Philip Gammon said...

I agree that the new matching algorithm is a huge improvement. Still a few problems though. I’m managing four kits and have noticed that a large proportion of all of their DNA matches include a 20 cM matching segment adjacent to the centromere on chromosome 15. Despite the length of the segments they invariably contain 500 or fewer SNPs. I’m certain that they are just IBC as the segments don’t appear when the same pair of people are compared at FTDNA or on GEDmatch. The extra 20 cM on these matches distorts the match lists, promoting some DNA matches much higher than they should be and making their estimated relationship appear much closer. I have observed quite a few matches sharing two segments: a small one around 6 cM plus the 20 cM adjacent to the centromere on chromosome 15, giving them a total of 26 matching cM. In reality they only share the 6 cM (although that could be IBC too!) and would otherwise not appear on the match lists at all. I’m wondering if anyone else is observing these pseudo-segments on chromosome 15?

Debbie Kennett said...

Philip,

Thanks for sharing your experiences. Given that MyHeritage is now using phasing I think these segments will be identical by state and not IBC. Only a subset of IBS segments (ones where the alleles have been correctly assigned to the maternal and paternal chromosomes) will be IBD. That's particularly the case when the tests are only sampling a random selection of SNPs from across the genome rather than sequencing our genomes in their entirety. I find the term IBC confusing but it's normally used to describe false matches or pseudosegments that occur as a result of a lack of phasing.

However, if the SNP count is very small then there's a possibility of phase switch errors which could result in false positive matches. I suspect too that some of these small 6 cM segments might actually be even smaller segments that have accidentally been inferred to be a single segment. This again could be down to a low SNP count in this region or because the SNPs that would break up the segment aren't included on the chip.

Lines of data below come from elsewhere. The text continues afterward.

PR #1066, opened 2020-10-17
Fix anomalous newline screwing things up

pthariensflame:
Prior to this fix, `version.tex` would have the following contents:
```latex

ewcommand{\\OPTversion}{
```
This would cause errors when building.

### DIFF
--- a/Makefile
+++ b/Makefile
@@ -107,7 +107,7 @@ log-check:
 	! grep -n "!! Input index error" hott-online.ilg /dev/null
 
 version.tex:
-	/bin/echo -n '\newcommand{\OPTversion}{' > version.tex
+	/bin/echo -n '\\newcommand{\\OPTversion}{' > version.tex
 	git describe --always --long >> version.tex
 	/bin/echo -n '}' >> version.tex
 
--- a/Makefile
+++ b/Makefile
@@ -107,9 +107,7 @@ log-check:
 	! grep -n "!! Input index error" hott-online.ilg /dev/null
 
 version.tex:
-	/bin/echo -n '\\newcommand{\\OPTversion}{' > version.tex
-	git describe --always --long >> version.tex
-	/bin/echo -n '}' >> version.tex
+	printf '\\newcommand{\\OPTversion}{%s}\n' "`git describe --always --long`" > version.tex
 
 # these warnings are mostly spurious, and could have been prevented by a better makeindex algorithm
 log-check-for-warnings:


DanGrayson:
The command currently there seems correct:
```sh
$ /bin/echo '\newcommand{\OPTversion}{' > version.tex
$ cat version.tex 
\newcommand{\OPTversion}{
```

pthariensflame:
It's also failing on CI, but the change is what *fixes* the build on my own machine.  I wonder if it's OS-dependent, since I'm on a Mac.

mikeshulman:
It's shell-dependent.  The version currently in the makefile is what works in bash, while your version is what works in tsch.

DanGrayson:
This experiment shows that bash and tcsh respond the same way, but sh and zsh do not:
```sh
einsteinium$ bash
einsteinium$ echo '\\'
\\
einsteinium$ sh
sh-3.2$ echo '\\'
\
sh-3.2$ csh
[einsteinium:~/src/speedily-dictionary.git] dan% echo '\\'
\\
[einsteinium:~/src/speedily-dictionary.git] dan% tcsh
[einsteinium:~/src/speedily-dictionary.git] dan% echo '\\'
\\
[einsteinium:~/src/speedily-dictionary.git] dan% zsh
einsteinium% echo '\\'
\
```

On the other hand, if I try various shells with this makefile:
```make
a :
	echo '\\' > /tmp/asdf
	cat /tmp/asdf
```
, then I always get just one \ in the output.

If it really is shell dependent, then we could add a line like this one to the makefile:
```make
SHELL := /bin/sh
```

mikeshulman:
The issue is the treatment of `\n`, not `\\`:

```
shulman@sahadeva:~$ bash
shulman@sahadeva:~$ echo '\n'
\n
shulman@sahadeva:~$ exit
shulman@sahadeva:~$ tcsh
sahadeva:~> echo '\n'


sahadeva:~> exit
```

flexibeast:
@DanGrayson:

> SHELL := /bin/sh

This won't necessarily do what you intend, as on some systems, `/bin/sh` is just a symlink to the actual binary. So depending on the OS and user configuration, it could point to any of e.g. `dash`, `bash`, `tcsh`, `zsh`, `ksh`, etc.

mikeshulman:
It appears to be even worse than that.  As far as I can tell, at least on my machine, setting `SHELL=/bin/sh` in a makefile doesn't actually invoke `/bin/sh`.  On my machine the latter is a symlink to `/bin/dash`, which behaves like tcsh and zsh when testing manually; but setting `SHELL=/bin/sh` in a makefile doesn't change the behavior -- the makefile still behaves like bash.  (Setting `SHELL` to `/bin/tcsh` or `/bin/zsh` does change the behavior.)

Maybe the best solution is to set `SHELL=/bin/bash` in the makefile (and leave everything else unchanged)?  Does that fix your problem @pthariensflame ?

pthariensflame:
@pthariensflame It does not fix it.  Notably, I'm *already* using bash 5.0.18 as my default shell.

pthariensflame:
Also cross-checked GNU make *vs.* BSD make; that doesn't change the behavior for me.

pthariensflame:
The following extremely dumb solution worked, and *should* work in any vaguely POSIX-ish shell, but I'm wary of asserting that strongly until others test it!

```diff
diff --git a/Makefile b/Makefile
index bf487a4..a020f3b 100644
--- a/Makefile
+++ b/Makefile
@@ -107,8 +107,9 @@ log-check:
 	! grep -n "!! Input index error" hott-online.ilg /dev/null
 
 version.tex:
-	/bin/echo -n '\newcommand{\OPTversion}{' > version.tex
-	git describe --always --long >> version.tex
+	/bin/echo -n "\\" > version.tex
+	/bin/echo -n 'newcommand{\OPTversion}{' >> version.tex
+	git describe --always --long | tr -d "\n" >> version.tex
 	/bin/echo -n '}' >> version.tex
 
 # these warnings are mostly spurious, and could have been prevented by a better makeindex algorithm
```

SkySkimmer:
The shell shouldn't matter since `/bin/echo` is used instead of builtin `echo`.
builtin `printf` may be more convenient for precise prints.

Makefile
```diff
@@ -107,7 +107,7 @@ log-check:
 	! grep -n "!! Input index error" hott-online.ilg /dev/null
 
 version.tex:
-	/bin/echo -n '\newcommand{\OPTversion}{' > version.tex
+	/bin/echo -n '\\newcommand{\\OPTversion}{' > version.tex
```
JasonGross, line 110: I've run into this issue in my own projects recently on Windows, and the solution I've used is
```suggestion
	printf '\\newcommand{\\OPTversion}{' > version.tex
```

DanGrayson:
@pthariensflame -- please tell us what OS and version of it you have, so we can reproduce the problem.

mikeshulman:
@SkySkimmer On my machine, at least, the shell does matter.  I presume the command line in the makefile is parsed by the shell before being passed to the program `/bin/echo`.

@pthariensflame Note that `make` does [not](https://www.gnu.org/software/make/manual/html_node/Choosing-the-Shell.html) take the variable `SHELL` from the environment, so your default shell for interactive use doesn't affect it.  Did you try setting `SHELL` in the makefile itself?

mikeshulman:
@pthariensflame regarding your "dumb solution", I am mystified by the need to break the line into two.  In what conceivable world would `echo "\\n"` lead to a newline?

Apparently, the world of `zsh`:
```
$ zsh
~ % echo "\\n"


~ % echo "\\"
\
~ % echo "\\\\"
\
~ % echo "\\\\\\\\"
\\
```
`dash` behaves the same way.  What on earth are they doing?  The first three of these suggest some kind of "macro expansion", where the first backslash quotes the second backslash, and then the resulting single backslash potentially combines with the following character.  But aside from the fact that this is kind of the opposite of what backslash *quoting* a character is supposed to mean (*preventing* it from having a special effect), a true macro expansion (of unlimited depth, at least) would make the octuple-backslash also yield a single one.

Whatever it is, this can't be POSIX-compliant... can it?

mikeshulman:
even more bizarre:
```
~ % echo "\\\n"
\n
~ % echo "\\\""
\"
```
The second one is what I would expect in principle, but seems inconsistent with the behavior of `\\\\`.  The first one I can't square with anything.

DanGrayson:
> @pthariensflame regarding your "dumb solution", I am mystified by the need to break the line into two. In what conceivable world would `echo "\\n"` lead to a newline?
> 
> Apparently, the world of `zsh`:
> 
> ```
> $ zsh
> ~ % echo "\\n"
> 
> 
> ~ % echo "\\"
> \
> ~ % echo "\\\\"
> \
> ~ % echo "\\\\\\\\"
> \\
> ```
> 
> `dash` behaves the same way. What on earth are they doing? The first three of these suggest some kind of "macro expansion", where the first backslash quotes the second backslash, and then the resulting single backslash potentially combines with the following character. But aside from the fact that this is kind of the opposite of what backslash _quoting_ a character is supposed to mean (_preventing_ it from having a special effect), a true macro expansion (of unlimited depth, at least) would make the octuple-backslash also yield a single one.
> 
> Whatever it is, this can't be POSIX-compliant... can it?

Processing here happens in two stages: first the command line is parsed, and each `\\` is converted to `\`.   Then the shell's built-in "echo" command does its processing, which *apparently* involves the same conversion, but leaves spurious escape sequences, such as a lone `\` or a `\ ` unchanged.

DanGrayson:
> even more bizarre:
> 
> ```
> ~ % echo "\\\n"
> \n
> ~ % echo "\\\""
> \"
> ```
> 
> The second one is what I would expect in principle, but seems inconsistent with the behavior of `\\\\`. The first one I can't square with anything.

The model I have in mind explains this: command line processing converts each \\ to \, and then the echo command does not further processing.

mikeshulman:
Ah, I see.  But that means that since the makefile is invoking `/bin/echo` instead of the shell builtin `echo`, it should work with all shells to just say `/bin/echo -n "\\newcommand..."`.

DanGrayson:
> Ah, I see. But that means that since the makefile is invoking `/bin/echo` instead of the shell builtin `echo`, it should work with all shells to just say `/bin/echo -n "\\newcommand..."`.

Maybe ...

Clearer would be  `/bin/echo -n '\newcommand...'`, to avoid the command line conversion of \\ to \.

mikeshulman:
> Clearer would be `/bin/echo -n '\newcommand...'`, to avoid the command line conversion of \\ to \.

That's what the current Makefile has.  And it works on all the shells I can test, but @pthariensflame says it doesn't work for him.  So maybe I was wrong and it's not about the shell at all.

pthariensflame:
@DanGrayson I'm running macOS Big Sur beta 10; I gave my shell version earlier.  I'll check what versions of BSD and GNU make I have in a bit.

Makefile
```diff
@@ -107,7 +107,7 @@ log-check:
...
 	git describe --always --long >> version.tex
 	/bin/echo -n '}' >> version.tex
```
JasonGross, line 112: Another option:
```suggestion
	printf '\\newcommand{\\OPTversion}{%s}\n' "`git describe --always --long`" > version.tex
```

JasonGross:
According to https://stackoverflow.com/a/47253034/377022, 
> using `\n` with `echo` is unpredictable; some versions of `echo` convert it to newlines, some don't. It's actually changed between different versions of OS X.

According to https://unix.stackexchange.com/a/219274/45323,

> An `echo` implementation which strictly conforms to the Single Unix Specification will add newlines if you do:
> 
> ```shell
> echo 'line1\nline2'
> ```
>
> But that is not a reliable behavior. In fact, there really *isn't* any standard behavior which you can expect of `echo`.

DanGrayson:
So switching to `printf` seems called for.

mikeshulman (approved):
So it's not actually about the shell, but about the `echo`!  You learn something new every day.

If lots of people are matching on a single segment then this is usually an indication that it's not genealogically relevant. It's either a very old segment or alternatively, as you've suggested, it could be an IBS segment that probably would disappear with whole genome sequencing. It may be that MyHeritage will have to introduce a frequency filter in the same way that Ancestry have done with their Timber algorithm. These problem areas will be unique to each individual and you'll probably find that other people have these pile-ups in different places.